[Collected data]

☆ ☆ ☆ ☆ ☆

Issue #231, opened 2017-06-19
Generated secret keys always have 65536 as iteration count for s2k


ni4:
GnuPG uses much higher iteration count: 13107200 or 7864320, depending on installation.
We should also pick up  better default encryption algorithm (currently CAST5 is used).

randombit:
This could be an additional parameter to the keygen structure added in #241

ni4:
Hm, s2k parameters are not part of key generation but part of secret key saving process - i.e. user logically is able to take already generated key, change security parameters (add/change/remove password, strengthen s2k) and save the key again.

randombit:
Yeah true - I think the code would need to be refactored to split up these two operations.

dewyatt:
Just adding this note for when someone works on this: The way gpg appears to handle this is it calculates an iteration count that takes ~100ms on the current machine, and uses that (see [here](https://github.com/gpg/gnupg/blob/5cf95157c5db88dd599ac4d48f619782179b1438/agent/protect.c#L163)).

IIRC another piece to keep in mind is that there is the RFC encoding of the iteration count, and then there's another encoding that gnupg sometimes uses (can't really recall).

ni4:
Their approach seems to be a bit weird. Stuff which is encrypted on slow computer should not be less secure. I think better and simpler approach is to just declare default constant which is secure for nowadays and update it every year or so. And of course add configurable parameter for this.

dewyatt:
> Their approach seems to be a bit weird. Stuff which is encrypted on slow computer should not be less secure.

I think the idea is probably to keep up with advances in hardware, without requiring occasional software updates just to change the iteration count? They do enforce a lower limit (65536) at least.

> I think better and simpler approach is to just declare default constant which is secure for nowadays and update it every year or so. And of course add configurable parameter for this.

I actually think the calibration approach may be better, if combined with a growing lower limit every year. Think about the case where you're using the newest high-end machine with all kinds of specific hardware acceleration. Such a machine may have the *potential* to use a much higher iteration count (without noticeable delays) than other machines, and so it may as well default to doing that.

So I think a machine-specific calibration combined with a growing lower limit might be a good compromise.

ni4:
We also forgot another small thing - default iteration count should also depend on hash algorithm. It must be higher for weaker hashes and vice versa.

ni4:
See the issue #531

dewyatt:
[...]

PR #728, opened 2018-08-17
Add option to set S2K iterations for rnpkeys

randombit:
Increase default iteration count to match GPG (33554432)

GH #231


dewyatt:
This is a good improvement but I also wanted to ask @randombit do you have any thoughts on this being dynamic? GnuPG does it like this: [agent/protect.c](https://github.com/gpg/gnupg/blob/5cf95157c5db88dd599ac4d48f619782179b1438/agent/protect.c#L163)
So the value will actually vary based on system load, etc.

@ni4 mentions in https://github.com/riboseinc/rnp/issues/231#issuecomment-329514180, that is kind of weird in some ways.
On the other hand, doesn't it kind of act as a small source of extra randomness (sort of extending the salt a bit)?

Anyways, it's a step forward, so I'd say ship it. Hopefully we can travis-ci to pass (pretty slow today).

dewyatt:
It looks like the increased iteration count is going to be enough to hit the 50-minute limit in CI. We need to trim some fat.

randombit:
Ouch! I will switch to something self-tuning, and also probably add use of `--s2k-iterations` when generating keys to test so we don't hit the runtime limits.

randombit:
e6babb5 adds a runtime estimator. For the (bad) OpenPGP S2K it turns out to be easy because the PGP "iterations" is exactly equal to the number of bytes hashed by the S2K. The function runs the hash computation over a buffer for a short while to get an estimate of the hash functions bytes per second speed, then uses that to answer how many bytes would have to be hashed to consume the requested CPU time.

I considered adding a cache of the hash speed results, but it did not seem worthwhile since most of the time this sort of autotuning would occur just once per process lifetime (`rnpkeys` execution or such).

I reduced the S2K iterations used in the key generation tests to 1, which actually ends up being 1024 bytes hashed (the minimum possible amount in the OpenPGP S2K encoding). That may help the test runtimes.

dewyatt:
(Rebased to resolve conflict)

src/lib/crypto/s2k.cpp
```diff
@@ -128,9 +129,60 @@ pgp_s2k_encode_iterations(size_t iterations)
...
+
+   if(duration == 0)
+      return MIN_ITERS;
+
+   const double bytes_per_usec = static_cast<double>(bytes) / duration;
+   const double desired_usec = desired_msec * 1000.0;
+   const double bytes_for_target = bytes_per_usec * desired_usec;
+   const uint8_t iters = pgp_s2k_encode_iterations(bytes_for_target);
+
+#if 0
```
dewyatt: I'm thinking this should use `rnp_get_debug` -- best to avoid commented-out chunks of code.

randombit: Much better that way, fixed now.

randombit:
@ronaldtse @dewyatt Review comment addressed is there anything else that needs to change before merge?

dewyatt:
Also, wouldn't it make sense to get rid of `DEFAULT_S2K_ITERATIONS` and always use the dynamic value?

☆ ☆ ☆ ☆ ☆

Write out all of the entries above, exactly and in full.

SOLVED EXERCISE:
Issue #231, opened 2017-06-19
Generated secret keys always have 65536 as iteration count for s2k


ni4:
GnuPG uses much higher iteration count: 13107200 or 7864320, depending on installation.
We should also pick up  better default encryption algorithm (currently CAST5 is used).

randombit:
This could be an additional parameter to the keygen structure added in #241

ni4:
Hm, s2k parameters are not part of key generation but part of secret key saving process - i.e. user logically is able to take already generated key, change security parameters (add/change/remove password, strengthen s2k) and save the key again.

randombit:
Yeah true - I think the code would need to be refactored to split up these two operations.

dewyatt:
Just adding this note for when someone works on this: The way gpg appears to handle this is it calculates an iteration count that takes ~100ms on the current machine, and uses that (see [here](https://github.com/gpg/gnupg/blob/5cf95157c5db88dd599ac4d48f619782179b1438/agent/protect.c#L163)).

IIRC another piece to keep in mind is that there is the RFC encoding of the iteration count, and then there's another encoding that gnupg sometimes uses (can't really recall).

ni4:
Their approach seems to be a bit weird. Stuff which is encrypted on slow computer should not be less secure. I think better and simpler approach is to just declare default constant which is secure for nowadays and update it every year or so. And of course add configurable parameter for this.

dewyatt:
> Their approach seems to be a bit weird. Stuff which is encrypted on slow computer should not be less secure.

I think the idea is probably to keep up with advances in hardware, without requiring occasional software updates just to change the iteration count? They do enforce a lower limit (65536) at least.

> I think better and simpler approach is to just declare default constant which is secure for nowadays and update it every year or so. And of course add configurable parameter for this.

I actually think the calibration approach may be better, if combined with a growing lower limit every year. Think about the case where you're using the newest high-end machine with all kinds of specific hardware acceleration. Such a machine may have the *potential* to use a much higher iteration count (without noticeable delays) than other machines, and so it may as well default to doing that.

So I think a machine-specific calibration combined with a growing lower limit might be a good compromise.

ni4:
We also forgot another small thing - default iteration count should also depend on hash algorithm. It must be higher for weaker hashes and vice versa.

ni4:
See the issue #531

dewyatt:
[...]

PR #728, opened 2018-08-17
Add option to set S2K iterations for rnpkeys

randombit:
Increase default iteration count to match GPG (33554432)

GH #231


dewyatt:
This is a good improvement but I also wanted to ask @randombit do you have any thoughts on this being dynamic? GnuPG does it like this: [agent/protect.c](https://github.com/gpg/gnupg/blob/5cf95157c5db88dd599ac4d48f619782179b1438/agent/protect.c#L163)
So the value will actually vary based on system load, etc.

@ni4 mentions in https://github.com/riboseinc/rnp/issues/231#issuecomment-329514180, that is kind of weird in some ways.
On the other hand, doesn't it kind of act as a small source of extra randomness (sort of extending the salt a bit)?

Anyways, it's a step forward, so I'd say ship it. Hopefully we can travis-ci to pass (pretty slow today).

dewyatt:
It looks like the increased iteration count is going to be enough to hit the 50-minute limit in CI. We need to trim some fat.

randombit:
Ouch! I will switch to something self-tuning, and also probably add use of `--s2k-iterations` when generating keys to test so we don't hit the runtime limits.

randombit:
e6babb5 adds a runtime estimator. For the (bad) OpenPGP S2K it turns out to be easy because the PGP "iterations" is exactly equal to the number of bytes hashed by the S2K. The function runs the hash computation over a buffer for a short while to get an estimate of the hash functions bytes per second speed, then uses that to answer how many bytes would have to be hashed to consume the requested CPU time.

I considered adding a cache of the hash speed results, but it did not seem worthwhile since most of the time this sort of autotuning would occur just once per process lifetime (`rnpkeys` execution or such).

I reduced the S2K iterations used in the key generation tests to 1, which actually ends up being 1024 bytes hashed (the minimum possible amount in the OpenPGP S2K encoding). That may help the test runtimes.

dewyatt:
(Rebased to resolve conflict)

src/lib/crypto/s2k.cpp
```diff
@@ -128,9 +129,60 @@ pgp_s2k_encode_iterations(size_t iterations)
...
+
+   if(duration == 0)
+      return MIN_ITERS;
+
+   const double bytes_per_usec = static_cast<double>(bytes) / duration;
+   const double desired_usec = desired_msec * 1000.0;
+   const double bytes_for_target = bytes_per_usec * desired_usec;
+   const uint8_t iters = pgp_s2k_encode_iterations(bytes_for_target);
+
+#if 0
```
dewyatt: I'm thinking this should use `rnp_get_debug` -- best to avoid commented-out chunks of code.

randombit: Much better that way, fixed now.

randombit:
@ronaldtse @dewyatt Review comment addressed is there anything else that needs to change before merge?

dewyatt:
Also, wouldn't it make sense to get rid of `DEFAULT_S2K_ITERATIONS` and always use the dynamic value?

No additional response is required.